Five health groups, including APHA, took legal action Friday to support measures that protect the public from mercury and toxic air pollution. The groups filed a motion in support of the U.S. Environmental Protection Agency’s Mercury and Air Toxics Standards, which set limits on the emissions of hazardous air pollutants from 600 coal- and oil-fired power plants in more than 40 states.
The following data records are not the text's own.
PR #791, opened 2020-09-14
Update JE logo

slang25:
Using new logo.

Opted for lower resolution layout but rebuilt from downscaling a higher-res version. Ignoring the 128x128 NuGet recommendation for the more common 512x512.

Reduced pallet to 16 colour and removed all metadata, optimized to 8kb, not bad.


martincostello (approved):
Do you want to do the other repos too? 😉

brainmurphy (approved):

“The dangerous health risks associated with coal-burning power plants are no longer elusive, distant threats,” said Georges Benjamin, MD, FACP, FACEP (E), executive director of the American Public Health Association, in a statement. “Blocking these standards could mean the difference between a chronic debilitating, expensive illness or healthy life for hundreds of thousands of American children and adults.”
Power plants are by far the biggest emitters of many toxic air pollutants, including mercury, arsenic and acid gases, and emit more than 80 of the 187 hazardous pollutants identified for control by the Clean Air Act. Many of these pollutants, such as dioxins, arsenic and lead, can cause cancer and cardiovascular disease. Some harm the kidneys, lungs and nervous system. Others can kill.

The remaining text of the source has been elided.